Donetsk Jews Celebrate Sukkot
Earlier this month, the Jews of besieged Donetsk -- the city in eastern Ukraine caught in the crossfires of much of the tension and violence plaguing the former Soviet republic -- celebrated a very special Sukkot.
October 23, 2014
Earlier this month, the Jews of besieged Donetsk — the city in eastern Ukraine caught in the crossfires of much of the tension and violence plaguing the former Soviet republic — celebrated a very special Sukkot.
We received the following report from the field:
‘It wasn’t just an ordinary sukkah, set in the city. It became a holy Jewish Sukkot house installed in Donetsk under an open sky that has suffered constant shooting.
Still, the sukkah was warmed with sunlight and our hearts that protected us from bullets and banished sad thoughts.
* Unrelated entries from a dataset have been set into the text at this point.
PR #1044, opened 2023-04-12
Issue/880 center point not in rectangle

### LINKED ISSUE #880: Crash IllegalArgumentException: Center point is not inside any of the rectangles
My app is using Aztec editor and I see many crash reports with such exception.
I was able to reproduce for one case but I believe that it has more cases with the same problem. 

### Reproduced
1. Add some empty block style (quote for example).
2. Long tap.
3. Choose "Select all" from the context menu.

Video with the crash in Aztec demo app: https://drive.google.com/file/d/1BkqoL9gp0e5oEwdO2e_P5SOMqTrmDZ0f/view?usp=sharing

Crash log:
```
    Process: org.wordpress.aztec, PID: 29043
    java.lang.IllegalArgumentException: Center point is not inside any of the rectangles!
        at android.widget.SmartSelectSprite.startAnimation(SmartSelectSprite.java:392)
        at android.widget.SelectionActionModeHelper.startSelectionActionModeWithSmartSelectAnimation(SelectionActionModeHelper.java:325)
        at android.widget.SelectionActionModeHelper.lambda$l1f1_V5lw6noQxI_3u11qF753Iw(Unknown Source:0)
        at android.widget.-$$Lambda$SelectionActionModeHelper$l1f1_V5lw6noQxI_3u11qF753Iw.accept(Unknown Source:4)
        at android.widget.SelectionActionModeHelper$TextClassificationAsyncTask.onPostExecute(SelectionActionModeHelper.java:998)
        at android.widget.SelectionActionModeHelper$TextClassificationAsyncTask.onPostExecute(SelectionActionModeHelper.java:952)
        at android.os.AsyncTask.finish(AsyncTask.java:755)
        at android.os.AsyncTask.access$900(AsyncTask.java:192)
        at android.os.AsyncTask$InternalHandler.handleMessage(AsyncTask.java:772)
        at android.os.Handler.dispatchMessage(Handler.java:107)
        at android.os.Looper.loop(Looper.java:214)
        at android.app.ActivityThread.main(ActivityThread.java:7356)
        at com.android.internal.os.RuntimeInit$MethodAndArgsCaller.run(RuntimeInit.java:492)
        at com.android.internal.os.ZygoteInit.main(ZygoteInit.java:930)
2019-12-04 10:46:34.373 29043-29043/org.wordpress.aztec E/WordPress-EDITOR: HTML content of Aztec Editor before the crash:
2019-12-04 10:46:34.377 29043-29043/org.wordpress.aztec E/WordPress-EDITOR: <blockquote></blockquote>
```

nbradbury:
Fixes #880 

We have 37 Sentry users experiencing the "IllegalArgumentException: Center point is not inside any of the rectangles" crash [in Day One](2255-gh-bloom/DayOne-Android), all of which are on Android 13 (Tiramisu). This appears to be a platform issue rather than a problem with Aztec itself.

**Update:** It turns out the crash isn't limited to Android 13.

This PR resolves the problem by detecting and ignoring that crash on Android 13. I'm not well-versed with the Aztec codebase, so if there's a better way to resolve this please let me know.

To test:

- In trunk, clear the example app's editor
- Long press in the empty editor
- Choose "Select all"
- Boom!
- Then pull this branch and observe the problem no longer occurs

### DIFF
--- a/aztec/src/main/kotlin/org/wordpress/aztec/AztecExceptionHandler.kt
+++ b/aztec/src/main/kotlin/org/wordpress/aztec/AztecExceptionHandler.kt
@@ -65,9 +65,7 @@ class AztecExceptionHandler(private var logHelper: WeakReference<ExceptionHandle
                 visualEditor.get()?.externalLogger?.logException(DynamicLayoutGetBlockIndexOutOfBoundsException("Error #8828", ex))
             }
         // See: https://github.com/wordpress-mobile/AztecEditor-Android/issues/880
-        } else if (ex is java.lang.IllegalArgumentException &&
-                Build.VERSION.SDK_INT == Build.VERSION_CODES.TIRAMISU &&
-                ex.message?.contains("Center point is not inside any of the rectangles") == true) {
+        } else if (ex is java.lang.IllegalArgumentException && ex.message?.contains("Center point is not inside any of the rectangles") == true) {
             visualEditor.get()?.externalLogger?.logException(ex)
             return
         }
--- a/aztec/src/main/kotlin/org/wordpress/aztec/AztecExceptionHandler.kt
+++ b/aztec/src/main/kotlin/org/wordpress/aztec/AztecExceptionHandler.kt
@@ -64,12 +64,7 @@ class AztecExceptionHandler(private var logHelper: WeakReference<ExceptionHandle
             if (detected) {
                 visualEditor.get()?.externalLogger?.logException(DynamicLayoutGetBlockIndexOutOfBoundsException("Error #8828", ex))
             }
-        // See: https://github.com/wordpress-mobile/AztecEditor-Android/issues/880
-        } else if (ex is java.lang.IllegalArgumentException && ex.message?.contains("Center point is not inside any of the rectangles") == true) {
-            visualEditor.get()?.externalLogger?.logException(ex)
-            return
         }
-
         rootHandler?.uncaughtException(thread, ex)
     }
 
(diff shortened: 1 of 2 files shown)


cameocoder:
This issue is not limited to TIRAMISU.

It happens when you "Select All" and the editor just contains empty spans.  Spans that are started but do not actually contain any text/content.

Another way to reproduce the crash is to start the example app with a blank editor (no EXAMPLE text)
1. Start an ordered/unordered list
2. Select All

The reason it is reproducible from the example app when you clear the Example text may be because there are a number of empty spans that are left behind after trying to clear the text.  In particular many AztecVisualLinebreak spans left behind which is a separate issue.

My guess is that the fix for this may be in handling onTextContextMenuItem and Aztec may need to implement its own selectAllText similar to how it custom handles cut/copy/paste.  This may also fix the issue of spans being left behind when you select all of the EXAMPLE text and delete it.

nbradbury:
> This issue is not limited to TIRAMISU.

@cameocoder Thanks for the clarification! I've removed the version check in [690ae78](https://github.com/wordpress-mobile/AztecEditor-Android/pull/1044/commits/690ae78e2592a58909a6aeb0b8dd9d3c70ecf657). I'm not well-versed with this codebase, so I'll wait for someone on the team to chime in about other solutions.

khaykov:
While the fix prevents the crash, if you start typing after selecting empty span, the app will hang :) 
Ideally we do not want to show the context menu when there is only empty span in editor, but I'm not sure we can do it on the library level.

As @cameocoder suggested, we can a add a bit of logic to `onTextContextMenuItem` to deal with it. I think not selecting anything when there is only a block span in editor is a valid option.

Something like this should handle it (have not tested it extensively):
 ```
android.R.id.selectAll -> {
                return if (text.toString() == Constants.END_OF_BUFFER_MARKER.toString()) {
                    return true
                } else {
                    super.onTextContextMenuItem(id)
                }
            }
```

nbradbury:
@khaykov Thanks for the assist! I made the changes you suggested.

planarvoid (approved):
Thanks for the changes 👍 . I've tested this fixes the crash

Everyone there had the same thought: ‘We’ve never had a Sukkot like this!’
With some Hesed social welfare center staff outside of the city for almost two months, some programs were temporarily paused; people grew sad, as they had grown used to Friday get-togethers, full of inspiring song and fun activities.
But the Sukkot celebration brought everyone together, even if participants did not immediately have perfect lulavs and etrogs, instead substituting the ritual objects with goods more easily obtained in this time of crisis.
‘I probably didn’t have the right to do so, but I replaced them with a willow branch, a common lemon, and some bay leaves,’ said the Hesed club leader. ‘I even, and God forgive me, changed the words of the opening blessing to say, ‘God, give peace to our homes, stop the deaths of our children and the elderly, save our lives, and we will celebrate the holidays and observe all the Jewish traditions.”
Everybody listened like never before.
One Hesed club member asked what a Russian translation of ‘Hava Nagilah’ might be, receiving ‘Let’s Rejoice!’ as an answer.
When another Hesed club member said, ‘What’s the reason for being happy?’ many around the room quickly responded that they were proud and glad to be alive and to be together again to celebrate this holiday.